TNF-α, which functions as a proinflammatory cytokine, is greatly involved in the aggravation of BD, particularly the ocular symptoms [39
]. TNF-α and other proinflammatory cytokines are produced by monocytes [39
] and T lymphocytes [40
] in BD uveitis patients, and these inflammatory cytokines are critical for the formation of inflammatory lesions, such as ocular lesions. As shown in the current experiments, infliximab significantly suppressed IFN-γ, IL-6 and IL-17 inflammatory cytokines in addition to TNF-α produced by activated CD4+
T cells from BD patients who have active uveitis. Ocular fluids from BD patients being treated with infliximab did not contain these inflammatory cytokines. These results imply that Th1/Th17 cells, which play a significant role in the immune responses in BD, may disappear in the peripheral lesions including ocular lesions after infliximab therapy.

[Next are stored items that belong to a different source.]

PR #42929, opened 2026-01-27
MouseEvent.movementX/Y - update events that set a value

hamishwillee:
`MouseEvent.movementX` and `MouseEvent.movementY` state that the value is only set for `mousemove` event.  In fact it is also set for `pointermove` on Chrome and FF, and `pointerrawupdate` on Chrome and FF from version 148.

This adds the clarification. 

Related docs work can be tracked in #42752


hamishwillee:
> but those two properties are actually part of `MouseEvent` and only inherited, so it is ok as is.

Yes. MDN policy is to avoid duplication - we don't document the inherited methods in the derived classes. It makes sense in that context, but sometimes it does mean that information is hidden.

Thank you - and to @wbamberg for review.

PR #42943, opened 2026-01-28
Synchronize code with description

Rosuav:
### Description

Simple change to one of the examples for the Meter element

### Motivation

The descriptive text says that the min attribute is omitted, but it was included. The min attribute can in fact be omitted, and having an example showing this is beneficial.

### Additional details

The alternative fix would be to remove the paragraph above the example stating that the min attribute is omitted. Either would be acceptable, but keeping the note and the distinction showcases another aspect of the meter's functionality.


chrisdavidmills (approved):
LGTM; thanks, @Rosuav.

I agree that removing the attribute is the best option.

Rosuav:
Thank you! Fast turnaround, appreciate it.

PR #42944, opened 2026-01-28
Annotate example of using with null with good/bad

dontcallmedom:
### Description

Add example-bad and example-good annotations to JS examples of `using` with a null value.

### Motivation

To clarify which example is good to follow


chrisdavidmills (approved):
Thanks @dontcallmedom, that change makes sense to me.

However, before merging, I had a look at the surrounding structure, fixed a grammar issue, and reordered the section to put the `acquireResource()` function out into its own code block.

Does that make sense to you — it is neither part of the good or bad code, right?

dontcallmedom:
that makes a lot of sense, thanks!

Th17 cells constitute a third subset of effector helper T cells. The effector functions of Th17 cells are distinct from those of Th1 and Th2 cells [23
]. Th17 cells and IL-17 play a critical role in the pathogenic mechanisms of intraocular inflammation in an animal model of human uveitis in BD [28
] as well as human uveitis [26
]. Anti-mouse IL-17-blocking antibodies [42
] as well as anti-TNF-α antibody [33
] suppress intraocular inflammation in experimental uveitis models. In the present study, we showed that fresh intraocular T cells from immunized EAU donors had a large population of IL-17+
cells, suggesting that CD4+
Th17-type T cells may be associated with the pathogenic mechanisms of intraocular inflammation. We also showed that retinal antigen-specific CD4+
T cells from EAU produced large amounts of IL-17 in the presence of retinal peptide. Importantly, retinal antigen-specific CD4+
EAU T cells produced less IL-17 if the T cells were treated with anti-TNF-α blocking antibody. Thus, anti-TNF-α blockade provides protection from intraocular inflammation by Th17-type helper T cells in animal models of BD.
Recently, several investigators reported that active BD was characterized by increased levels of IL-17 as compared to BD in remission or control healthy donors [4
]. Chi et al.
reported that IL-23 mRNA in PBMCs, IL-23 in serum, and IL-17 production in supernatants of PBMCs were all markedly increased in BD patients who have active uveitis [6
]. Significantly upregulated IL-17-producing T cells were also found in BD patients. They concluded that IL-23 and IL-17 are associated with active ocular inflammation in BD patients. Recent genetic surveys including GWAS have identified IL23R-IL12RB2 and IL10 as BD susceptibility loci [7
]. These recent reports suggest that BD including ocular inflammation is predominated by Th1/Th17-type immune responses. Thus, blocking Th17 differentiation may be a very important treatment strategy in BD.